Project description:In the past decades, actigraphy has emerged as a promising, cost-effective, and easy-to-use tool for ambulatory sleep recording. Polysomnography (PSG) validation studies showed that actigraphic sleep estimates fare relatively well in healthy sleepers. Additionally, round-the-clock actigraphy recording has been used to study circadian rhythms in various populations. To this date, however, there is little evidence that the diagnosis, monitoring, or treatment of insomnia can significantly benefit from actigraphy recordings. Using a case-control design, we therefore critically examined whether mean or within-subject variability of actigraphy sleep estimates or circadian patterns add to the understanding of sleep complaints in insomnia. We acquired actigraphy recordings and sleep diaries of 37 controls and 167 patients with varying degrees of insomnia severity for up to 9 consecutive days in their home environment.
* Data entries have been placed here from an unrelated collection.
PR #2579, opened 2020-07-14
Adds the PrecacheFallbackPlugin

jeffposnick:
R: @philipwalton

This is a follow-up to https://github.com/GoogleChrome/workbox/pull/2576

Once this is merged, I'm going to do one more PR to add in support for using this plugin from within `runtimeCaching` as using `generateSW`.

### DIFF
--- a/packages/workbox-precaching/src/PrecacheFallbackPlugin.ts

Additionally, the participants spent one night in the laboratory, where actigraphy was recorded alongside PSG to check whether sleep, in principle, is well estimated. Despite moderate to strong agreement between actigraphy and PSG sleep scoring in the laboratory, ambulatory actigraphic estimates of average sleep and circadian rhythm variables failed to successfully differentiate patients with insomnia from controls in the home environment. Only total sleep time differed between the groups. Additionally, within-subject variability of sleep efficiency and wake after sleep onset was higher in patients. Insomnia research may therefore benefit from shifting attention from average sleep variables to day-to-day variability or from the development of non-motor home-assessed indicators of sleep quality.